The Danger in Restricting Our Definition of “Preservation”

The real focus of preservation—and the definition—should be on the bigger picture of preserving the assisted/affordable housing stock in a community or region

brick multifamily home

Photo by Steven Martin, via flickr, CC BY-NC-ND 2.0

An op-ed last week here on Rooflines, called “Duty to Serve = Your Duty to Comment,” by Michael Bodaken and Ellen Lurie Hoffman, highlights several proposals within FHFA’s new Duty to Serve rule that they believe warrant our field’s closer inspection and comment. In the post, they assert:

“While we strongly support new construction deals with long-term affordability restrictions in high opportunity areas, we firmly reject including such housing within the ‘preservation’ category in this rule … We strongly discourage FHFA from categorizing this activity as a subset of preservation because including ‘new construction’ within ‘housing preservation’ … dilutes the very concept of preservation. Of course we urge Fannie and Freddie to provide preservation incentives in higher opportunity areas, but within their housing goals, not as part of their Duty to Serve.”

I have to disagree with the unduly limited definition of “preservation” in this piece. The real focus of preservation—and the definition—should be on the bigger picture of preserving the assisted/affordable housing stock in a community or region—the numbers of units available to meet the housing needs of people living in an area—and not just on the smaller picture of the fate of individual properties.

Preservation of the inventory does not only or always entail acquisition and rehabilitation of an individual building or project. Rehabilitation of an existing project is not always feasible or the best strategy for meeting the housing needs of the residents of the developments, much less of the community generally. In some cases, it is safer for residents and/or more cost effective, desirable, or strategic to shift the operating subsidy and available capital funding to another location(s).

But Bodaken and Hoffman would limit the definition of “preservation,” and thereby FHFA’s Duty to Serve, to rehabilitation of existing buildings, as and where they are, even excluding new replacement housing in another location.

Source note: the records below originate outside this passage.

PR #2398, opened 2022-11-17
chore: move SendMessageToServerAsync calls to ChannelOwner

mxschmitt:
https://github.com/microsoft/playwright-dotnet/pull/2397 gets merged before so only https://github.com/microsoft/playwright-dotnet/commit/e5b6c023bbc83550e7169d3fa0f2fe25b4b217b7 is relevant.


dgozman (approved):
This looks good, but it only makes sense if we are merging channels into channel owners. Let's wait with landing this until the merging path is clear.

One problem with this cramped view is that when it has been infeasible or undesirable to rehab a specific project—or simply when no one stepped forward to do so—both the units and the subsidy have been lost altogether to the area’s inventory of affordable housing  (e.g. where the project is near an environmental hazard, in an unsafe area, few tenants want to stay, lacks the unit mix to meet current needs, or is too deteriorated to feasibly be rehabbed.) The fate of our affordable housing inventory, and the families that depend on it, should not be so tied to the fate of specific properties and sites.

Another problem with Bodaken and Hoffman’s proposed definition is that it assumes the inherited geography of segregation in the locality and region will be re-upped for another 40 plus years. This is neither morally nor legally acceptable. FHFA could and should be playing an active role in correcting the mistakes of the past by helping to finance expanded housing choice and opportunity.

In short, the limited definition proposed in the piece for FHFA’s duty to serve would unduly restrict FHFA in meeting both its preservation mission and its duty to affirmatively further fair housing.